On economics, senior British figures, including Sir Richard Branson and Sir Martin Sorrell, warned that the Prime Minister’s approach risked creating damaging uncertainty for British business. The Foreign Secretary did his very best to use the expertly drawn-up brief from the Foreign Office to suggest that British business was rushing to endorse the Prime Minister’s approach last week, but he was careful to give a series of quotes that endorsed a process of reform—not a single quote welcomed the prospect of a referendum, which is the basis on which economic stability has been put at risk. The Foreign Secretary does not need to take my word for that. On 24 October 2011, he himself claimed that an in/out referendum

“would create additional economic uncertainty in this country at a difficult economic time.”

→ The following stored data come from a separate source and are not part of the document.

PR #9, opened 2025-04-15
Add descriptions to input schema

Jephuff:
This adds the description from the schema into the input json schema
- if a custom scalar schema thats passed in doesn't have a description it will add the one from the schema
- enum value descriptions currently get lost, we could either replace json schemas enum with a `oneOf` with single enums, or maybe just combine their descriptions in the fields description

### DIFF
--- a/crates/mcp-apollo-server/src/operations.rs
+++ b/crates/mcp-apollo-server/src/operations.rs
@@ -121,7 +121,7 @@ fn get_json_schema(
         let type_name = variable.ty.inner_named_type();
         let schema = type_to_schema(
             // For the root description, for now we can use the type description.
-            get_description(type_name, graphql_schema),
+            description(type_name, graphql_schema),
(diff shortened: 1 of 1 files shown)


crates/mcp-apollo-server/src/operations.rs
```diff
@@ -129,51 +143,93 @@ fn get_json_schema(
...
         subschemas: subschema_validation.map(|validation| Box::new(validation)),
+        enum_values: enum_values,
+        metadata: Some(Box::new(Metadata {
+            description: description,
+            ..Default::default()
+        })),
         ..Default::default()
     })
 }
+fn get_description(name: &Name, graphql_schema: &GraphqlSchema) -> Option<String> {
```
pubmodmatt: Getters in Rust don't start with `get_`, just change to `description`

PR #10, opened 2025-04-16
Parse the comments before the operation as it’s description

Jephuff:
This adds a secondary description option. If the generated descriptions aren't working for the models, or they are too big users can add a comment before the operation that will be used for the description instead. If no comment exists, it will still do the generated description.

In this example the description would be "this tool will just return a hat for you."
```graphql
# this tool will just return a hat for you.
query AToolToGetHats {
  hat
}
```

### DIFF
--- a/crates/mcp-apollo-server/src/operations.rs
+++ b/crates/mcp-apollo-server/src/operations.rs
@@ -1,11 +1,10 @@
-use std::collections::HashMap;
-
 use apollo_compiler::ast::{FragmentDefinition, Selection};
 use apollo_compiler::{
     Name, Node, Schema as GraphqlSchema,
     ast::{Definition, OperationDefinition, Type},
     parser::Parser,
 };
+use regex::Regex;
 use rmcp::{
     model::Tool,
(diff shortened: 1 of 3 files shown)


crates/mcp-apollo-server/src/operations.rs
```diff
@@ -124,85 +146,104 @@ impl Operation {
...
+                None
+            } else {
+                Some(trimmed.to_string())
+            }
+        });
+
+        match comment_description {
+            Some(description) => description,
+            None => {
+                let mut tree_shaker = TreeShaker::new(graphql_schema, fragment_defs);
```
pubmodmatt, line 168: So if the description is overridden, we're also not providing any type information?

Jephuff: Right now yes, the comment is treated as a full override.

pubmodmatt: Ok for now. We may need to consider how to make this available to the agent. This may be where having the ability to introspect tools comes in.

For the record, since the Foreign Secretary made those remarks, it has been confirmed that the UK economy has shrunk by 0.3%, so perhaps he will take this opportunity to enlighten the House on how calling for an immediate in/out referendum creates, as he suggests, “additional economic uncertainty”, but committing to an in/out referendum years from now does not. The sound of silence speaks volumes. For all his best efforts today, we know that the origins, timing and content of the Prime Minister’s speech on the EU lay in the politics of the Conservative party much more than they lay in the foreign policy of the country.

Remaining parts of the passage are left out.